CREATE TABLE `shipment` (
  `order_id` int NOT NULL,
  `cust_id` int NOT NULL,
  `ts` timestamp NULL DEFAULT NULL,
  PRIMARY KEY (`order_id`,`cust_id`)
)
keyspace:"commerce" shard:"0" filter:{
  rules:{
    match:"_e285cc54_f369_11eb_afef_0a43f95f28a3_20210802081607_vrepl"
    filter:"select `order_id` as `order_id`, `customer_id` as `cust_id`, `ts` as `ts` from `shipment`" 
    source_unique_key_columns:"order_id,customer_id" 
    target_unique_key_columns:"order_id,cust_id" 
    source_unique_key_target_columns:"order_id,cust_id"
  }
}

Note:

  • source_unique_key_columns indicates names of columns on source table
  • target_unique_key_columns indicates names of columns on target table
  • source_unique_key_target_columns repeats source_unique_key_columns, but replaces customer_id with cust_id

Automation #

OnlineDDL mechanism automatically analyzes the differences between source and target tables, evaluates eligible keys, chooses the keys on source and target tables, and populates the filter’s source_unique_key_columns, target_unique_key_columns, source_unique_key_target_columns fields. Indeed, OnlineDDL operations are most susceptible to differences in keys.

At this time no other VReplication mechanism automates this analysis. The user must supply the correct values.

Implementation #

In high level, this is how VReplication is able to work with different keys/columns.
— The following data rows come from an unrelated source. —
PR #283, opened 2018-10-31
use php 7.3 for special tests

dbu:
also use php 7.3 for test runs with special environment settings.

follow up to #282

### DIFF
--- a/.travis.yml
+++ b/.travis.yml
@@ -21,7 +21,7 @@ matrix:
     fast_finish: true
     include:
           # Minimum supported Symfony version and latest PHP version
-        - php: 7.2
+        - php: 7.3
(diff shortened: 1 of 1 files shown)


.travis.yml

Originally, VReplication was only designed to work with identical PRIMARY KEYs. If not specified, VReplication assumes the source table’s PRIMARY KEY can be used on target table, and that target table’s PRIMARY KEY applies to source table. If not, it breaks.
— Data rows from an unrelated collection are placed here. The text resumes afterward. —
PR #287, opened 2018-11-19
Make underlying http client also public when configured

ruudk:
| Q               | A
| --------------- | ---
| Bug fix?        | no
| New feature?    | yes
| BC breaks?      | no
| Deprecations?   | no
| Related tickets | follow up of https://github.com/php-http/HttplugBundle/pull/280
 Documentation   | not needed
| License         | MIT

#### What's in this PR?

This makes the underlying http client also public when configured. 

#### Why?

Something I didn't add in #280 but need when using mocks. This is needed for https://github.com/php-http/HttplugBundle/pull/286.

#### Checklist

- [x] Updated CHANGELOG.md
- [ ] Documentation: no need to update

### DIFF
--- a/CHANGELOG.md
+++ b/CHANGELOG.md
@@ -2,6 +2,12 @@
 
 The change log describes what is "Added", "Removed", "Changed" or "Fixed" between each release.
 
+## Unreleased
+
+### Added
+
+- Make underlying http client (`httplug.client.acme.client`) also public when configured
+
 ## 1.13.0 - 2018-11-13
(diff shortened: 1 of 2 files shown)


dbu:
i closed #286 because i don't see the use case. similar here, i don't see the use in having this internal service be public. if you really need it to be public for a special test setup, i suggest that you add a compiler pass in your application that finds the corresponding services and changes them to public after this bundle has defined them as private.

With the introduction of source_unique_key_columns, target_unique_key_columns, source_unique_key_target_columns VReplication changes behavior as follows:

Notes about the code #

Much of the code uses “PK” terminology. With the introduction of any unique key utilization the “PK” terminology becomes incorrect. However, to avoid mass rewrites we kept this terminology, and wherever VReplication discusses a primary key or pkColumns etc., it may refer to a non-PK Unique Key.

Streamer #

Streaming is done by source_unique_key_columns. When not present, rowstreamer uses PK columns. When present. rowstreamer trusts the information in source_unique_key_columns to be correct. It does not validate that there is indeed a valid unique key covering those columns. It does validate that the columns exist.

The streamer iterates the table by source_unique_key_columns order. It tracks its progress in lastPk as if this was indeed a PK.

Copier #

VCopier receives rows from the streamer in source_unique_key_columns order. It complies with the streamer’s ordering. When tracking progress in _vt.copy_state it uses lastPk values from the streamer, which means it uses the same source_unique_key_columns as the streamer in that order.

Player #

VPlayer adhers to both source_unique_key_columns and target_unique_key_columns.

  • TablePlan’s isOutsidePKRange() function needs to compare values according to rowstreamer’s ordering, therefore uses source_unique_key_columns ordering
  • tablePlanBuilder’s generateWhere() function uses the target table’s target_unique_key_columns, and then also appends any supplemental columns from source_unique_key_target_columns not included in target_unique_key_columns.